- [Problem statement]:
Going through the data below, please show each line containing the string "record".

- [Saved entries]:
PR #178, opened 2023-04-25
Add timetable version functions

HenrikHartiala:
#### Add timetable version return value table 
* This introduces the schema return_value which is used to have all the
tables that will not contain any data, but are used for function return
values as they are required to have. There are already this type of
return value tables in the database that are not located in this scheme,
but they need to be moved under this schema in the future. Although
this commit will add timetable_version as the first return_value.

#### Add get timetable version functions
* This function set is used to get timetable versions and their
effectiveness during a given time range and observation date.


Leitsi (changes requested):
> *[Reviewable](https://reviewable.io/reviews/HSLdevcom/jore4-hasura/178)* status: 0 of 10 files reviewed, 11 unresolved discussions (waiting on @HenrikHartiala)

___
*[`migrations/hsl/timetables/1679393480845_add_timetable_version_return_value/up.sql` line 1 at r1](https://reviewable.io/reviews/HSLdevcom/jore4-hasura/178#-NTx2FBIAoNSLIfP1AAA:-NTx2FBIAoNSLIfP1AAB:bdnkx5l) ([raw file](https://github.com/HSLdevcom/jore4-hasura/blob/329c4764a81cddea3b6b6b527e1ad45b71869e8b/migrations/hsl/timetables/1679393480845_add_timetable_version_return_value/up.sql#L1)):*
> ```TSQL
> CREATE SCHEMA return_value;
> ```

Other schemas are created in `migrations/generic/timetables/1000000000000_R_before_migrate/up.sql`, due to how repeatable migrations work (I think). Should this be moved?
___
*[`migrations/hsl/timetables/1679393480845_add_timetable_version_return_value/up.sql` line 15 at r1](https://reviewable.io/reviews/HSLdevcom/jore4-hasura/178#-NTwv9go1PSMoxs8j7iv:-NTwv9go1PSMoxs8j7iw:b-62rl7k) ([raw file](https://github.com/HSLdevcom/jore4-hasura/blob/329c4764a81cddea3b6b6b527e1ad45b71869e8b/migrations/hsl/timetables/1679393480845_add_timetable_version_return_value/up.sql#L15)):*
> ```TSQL
> );
> 
> COMMENT ON SCHEMA return_value IS 'This schema is used for all the SLQ functions that need to have a table as return value. Nothing is stored in the tables in this schema.';
> ```

It would also be possible to enforce this with triggers, but probably not worth it.



_Code quote:_
```TSQL
Nothing is stored in the tables in this schema.
```
___
*[`migrations/hsl/timetables/2000000000103_R_after_migrate_create_get_timetable_versions/up.sql` line 1 at r1](https://reviewable.io/reviews/HSLdevcom/jore4-hasura/178#-NTwuMcpEyVYdADDscHu:-NTwuMcpEyVYdADDscHv:b-xx26ty) ([raw file](https://github.com/HSLdevcom/jore4-hasura/blob/329c4764a81cddea3b6b6b527e1ad45b71869e8b/migrations/hsl/timetables/2000000000103_R_after_migrate_create_get_timetable_versions/up.sql#L1)):*
> ```TSQL
> CREATE OR REPLACE FUNCTION vehicle_service.get_timetables_and_substitute_operating_days(journey_pattern_uuid uuid, begin_date date, end_date date)
> ```

I would maybe use the actual name of the field here.



_Suggestion:_
```TSQL
journey_pattern_id
```
___
*[`migrations/hsl/timetables/2000000000103_R_after_migrate_create_get_timetable_versions/up.sql` line 7 at r1](https://reviewable.io/reviews/HSLdevcom/jore4-hasura/178#-NTwtCiU1ahLZQIB62qz:-NTwtCiU1ahLZQIB62r-:bfrxgpj) ([raw file](https://github.com/HSLdevcom/jore4-hasura/blob/329c4764a81cddea3b6b6b527e1ad45b71869e8b/migrations/hsl/timetables/2000000000103_R_after_migrate_create_get_timetable_versions/up.sql#L7)):*
> ```TSQL
> AS $function$
> SELECT DISTINCT vsf.vehicle_schedule_frame_id, null::uuid, vsf.validity_start, vsf.validity_end, vsf.priority, false, dt.day_type_id 
> 	FROM vehicle_schedule.vehicle_schedule_frame vsf
> ```

Seems to be tabs in these migrations. We typically indent with spaces.
___
*[`migrations/hsl/timetables/2000000000103_R_after_migrate_create_get_timetable_versions/up.sql` line 12 at r1](https://reviewable.io/reviews/HSLdevcom/jore4-hasura/178#-NTwt5Q_EOqxwk2d-L9x:-NTwt5Q_EOqxwk2d-L9y:bejrc56) ([raw file](https://github.com/HSLdevcom/jore4-hasura/blob/329c4764a81cddea3b6b6b527e1ad45b71869e8b/migrations/hsl/timetables/2000000000103_R_after_migrate_create_get_timetable_versions/up.sql#L12)):*
> ```TSQL
> 		JOIN vehicle_service.block b USING(vehicle_service_id)
> 		JOIN vehicle_journey.vehicle_journey vj USING(block_id)
> 		JOIN journey_pattern.journey_pattern_ref jpr USING(journey_pattern_ref_id )
> ```

You can use the `vehicle_service.journey_patterns_in_vehicle_service` table here. That way you can drop couple of joins. Something like:
```
SELECT DISTINCT vsf.vehicle_schedule_frame_id, null::uuid, vsf.validity_start, vsf.validity_end, vsf.priority, false, dt.day_type_id
  FROM vehicle_schedule.vehicle_schedule_frame vsf
  JOIN vehicle_service.vehicle_service vs USING (vehicle_schedule_frame_id)
  JOIN service_calendar.day_type dt USING(day_type_id)
  JOIN vehicle_service.journey_patterns_in_vehicle_service jp_in_vs USING(vehicle_service_id)
  WHERE jp_in_vs.journey_pattern_id = journey_pattern_uuid
  AND vsf.validity_end >= begin_date AND vsf.validity_start <= end_date
```
___
*[`migrations/hsl/timetables/2000000000103_R_after_migrate_create_get_timetable_versions/up.sql` line 18 at r1](https://reviewable.io/reviews/HSLdevcom/jore4-hasura/178#-NTwxHhjEt8f4vj_aKB-:-NTwxHhjEt8f4vj_aKB0:b66p2aw) ([raw file](https://github.com/HSLdevcom/jore4-hasura/blob/329c4764a81cddea3b6b6b527e1ad45b71869e8b/migrations/hsl/timetables/2000000000103_R_after_migrate_create_get_timetable_versions/up.sql#L18)):*
> ```TSQL
> JOIN  service_calendar.day_type_active_on_day_of_week dtaodow USING(day_type_id)
> GROUP BY day_type_id
> HAVING count(label) = 1)
> ```

The last returned column feels a bit complex/long to be done in SELECT. Might this be neater if done with eg. CTE? Like:
```
WITH 
 active_date_type AS (
   SELECT day_type_id FROM service_calendar.get_active_day_types_for_date(superseded_date) dt
   JOIN  service_calendar.day_type_active_on_day_of_week dtaodow USING(day_type_id)
   GROUP BY day_type_id
   HAVING count(label) = 1
)
SELECT DISTINCT
 null::uuid, sodblt.substitute_operating_day_by_line_type_id, sodblt.superseded_date, sodblt.superseded_date, 23, false,
 active_date_type

```
___
*[`migrations/hsl/timetables/2000000000103_R_after_migrate_create_get_timetable_versions/up.sql` line 21 at r1](https://reviewable.io/reviews/HSLdevcom/jore4-hasura/178#-NTwyTn19LLB7fPIkbL2:-NTwyTn19LLB7fPIkbL3:bz36ix3) ([raw file](https://github.com/HSLdevcom/jore4-hasura/blob/329c4764a81cddea3b6b6b527e1ad45b71869e8b/migrations/hsl/timetables/2000000000103_R_after_migrate_create_get_timetable_versions/up.sql#L21)):*
> ```TSQL
> 	FROM journey_pattern.journey_pattern_ref jpr 
> 		JOIN service_calendar.substitute_operating_day_by_line_type sodblt USING(type_of_line)		
> 		WHERE jpr.journey_pattern_id = journey_pattern_uuid AND sodblt.superseded_date >= begin_date AND sodblt.superseded_date <= end_date
> ```

For clarity would be nice to split these to multiple rows:



_Suggestion:_
```TSQL
WHERE jpr.journey_pattern_id = journey_pattern_uuid
AND sodblt.superseded_date >= begin_date
AND sodblt.superseded_date <= end_date
```
___
*[`migrations/hsl/timetables/2000000000103_R_after_migrate_create_get_timetable_versions/up.sql` line 25 at r1](https://reviewable.io/reviews/HSLdevcom/jore4-hasura/178#-NTwye0I9a-YBfsbYkQh:-NTwye0I9a-YBfsbYkQi:b10ibte) ([raw file](https://github.com/HSLdevcom/jore4-hasura/blob/329c4764a81cddea3b6b6b527e1ad45b71869e8b/migrations/hsl/timetables/2000000000103_R_after_migrate_create_get_timetable_versions/up.sql#L25)):*
> ```TSQL
> ;
> 
> COMMENT ON FUNCTION vehicle_service.get_timetables_and_substitute_operating_days IS 'Uses return_value.timetable_version as return value. Returns all the corresponding data from 
> ```

Makes the migration file a bit easier to read if you split the first line of comment like this (though we haven't always done that before either).



_Suggestion:_
```TSQL
COMMENT ON FUNCTION vehicle_service.get_timetables_and_substitute_operating_days
IS 'Uses return_value.timetable_version as return value. Returns all the corresponding data from·
```
___
*[`migrations/hsl/timetables/2000000000103_R_after_migrate_create_get_timetable_versions/up.sql` line 38 at r1](https://reviewable.io/reviews/HSLdevcom/jore4-hasura/178#-NTwzQ-A51hWx_QQr4_B:-NTwzQ-A51hWx_QQr4_C:b-n4ulb2) ([raw file](https://github.com/HSLdevcom/jore4-hasura/blob/329c4764a81cddea3b6b6b527e1ad45b71869e8b/migrations/hsl/timetables/2000000000103_R_after_migrate_create_get_timetable_versions/up.sql#L38)):*
> ```TSQL
> 	for i IN  1 .. array_upper(journey_pattern_ids, 1)
> 	LOOP 
> 		RETURN query(SELECT * FROM vehicle_service.get_timetables_and_substitute_operating_days(journey_pattern_ids[i], begin_date, end_date));
> ```

There should be a way to do this without a loop.
___
*[`migrations/hsl/timetables/2000000000103_R_after_migrate_create_get_timetable_versions/up.sql` line 53 at r1](https://reviewable.io/reviews/HSLdevcom/jore4-hasura/178#-NTx-tmlBxQUF0pe0OsG:-NTx-tmlBxQUF0pe0OsH:bmihb3g) ([raw file](https://github.com/HSLdevcom/jore4-hasura/blob/329c4764a81cddea3b6b6b527e1ad45b71869e8b/migrations/hsl/timetables/2000000000103_R_after_migrate_create_get_timetable_versions/up.sql#L53)):*
> ```TSQL
> AS $FUNCTION$
> 	DECLARE 
> 	record return_value.timetable_version;
> ```

This isn't used? Also, `record` is a "type" in PostgreSQL, maybe not a good variable name.



_Code quote:_
```TSQL
record
```
___
*[`migrations/hsl/timetables/2000000000103_R_after_migrate_create_get_timetable_versions/up.sql` line 55 at r1](https://reviewable.io/reviews/HSLdevcom/jore4-hasura/178#-NTx-4r-0PghrfMMv4BD:-NTx-4r-0PghrfMMv4BE:blbun3x) ([raw file](https://github.com/HSLdevcom/jore4-hasura/blob/329c4764a81cddea3b6b6b527e1ad45b71869e8b/migrations/hsl/timetables/2000000000103_R_after_migrate_create_get_timetable_versions/up.sql#L55)):*
> ```TSQL
> 	record return_value.timetable_version;
> 	BEGIN
> 		CREATE TEMP TABLE table_holder ON COMMIT DROP AS
> ```

On other temporary tables we have used `ON COMMIT DELETE ROWS`



_Code quote:_
```TSQL
CREATE TEMP TABLE table_holder ON COMMIT DROP AS
```
___
*[`migrations/hsl/timetables/2000000000103_R_after_migrate_create_get_timetable_versions/up.sql` line 70 at r1](https://reviewable.io/reviews/HSLdevcom/jore4-hasura/178#-NTx0uad2yhZa7Bxfghp:-NTx0uad2yhZa7Bxfghq:b5ymvy2) ([raw file](https://github.com/HSLdevcom/jore4-hasura/blob/329c4764a81cddea3b6b6b527e1ad45b71869e8b/migrations/hsl/timetables/2000000000103_R_after_migrate_create_get_timetable_versions/up.sql#L70)):*
> ```TSQL
> 	WHERE priority = 10 AND validity_start <= observation_date AND validity_end >= observation_date AND NOT EXISTS (SELECT * FROM table_holder WHERE day_type_id = subquery.day_type_id AND in_effect = true);
> 		
> 	RETURN query (SELECT * FROM table_holder);
> ```

I would rather try to find another way to implement this function. Running updates on a temporary table and then selecting from it feels like a workaround. Also not parallel safe.

jarkkoka (changes requested):
There are currently no test code to verify that the functions really work. Is it going to be done in a separate PR? If there were some tests, it would be easier to verify that refactoring the SQL code (as suggested by the reviewers) does not brake things.

> *[Reviewable](https://reviewable.io/reviews/HSLdevcom/jore4-hasura/178#-:-NU0Z-937n_WH261KnXK:bcjfg95)* status: 1 of 10 files reviewed, 11 unresolved discussions (waiting on @HenrikHartiala and @Leitsi)

HenrikHartiala (commented):
> *[Reviewable](https://reviewable.io/reviews/HSLdevcom/jore4-hasura/178)* status: 0 of 12 files reviewed, 11 unresolved discussions (waiting on @jarkkoka and @Leitsi)

___
*[`migrations/hsl/timetables/1679393480845_add_timetable_version_return_value/up.sql` line 1 at r1](https://reviewable.io/reviews/HSLdevcom/jore4-hasura/178#-NTx2FBIAoNSLIfP1AAA:-NTx7_M360RLzA0uB6uL:b-qx05gq) ([raw file](https://github.com/HSLdevcom/jore4-hasura/blob/329c4764a81cddea3b6b6b527e1ad45b71869e8b/migrations/hsl/timetables/1679393480845_add_timetable_version_return_value/up.sql#L1)):*

Other schemas are created in `migrations/generic/timetables/1000000000000_R_before_migrate/up.sql`, due to how repeatable migrations work (I think). Should this be moved?
</blockquote></details>

Hmm, maybe? Although hmm, should this be in generic? I guess we can use it in both so yeah why not.. check!
___
*[`migrations/hsl/timetables/1679393480845_add_timetable_version_return_value/up.sql` line 15 at r1](https://reviewable.io/reviews/HSLdevcom/jore4-hasura/178#-NTwv9go1PSMoxs8j7iv:-NTxAuv03Z_HK9bNP9Jk:bk5ny7e) ([raw file](https://github.com/HSLdevcom/jore4-hasura/blob/329c4764a81cddea3b6b6b527e1ad45b71869e8b/migrations/hsl/timetables/1679393480845_add_timetable_version_return_value/up.sql#L15)):*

- [Answer area]:
> 	record return_value.timetable_version;
This isn't used? Also, `record` is a "type" in PostgreSQL, maybe not a good variable name.
record
> 	record return_value.timetable_version;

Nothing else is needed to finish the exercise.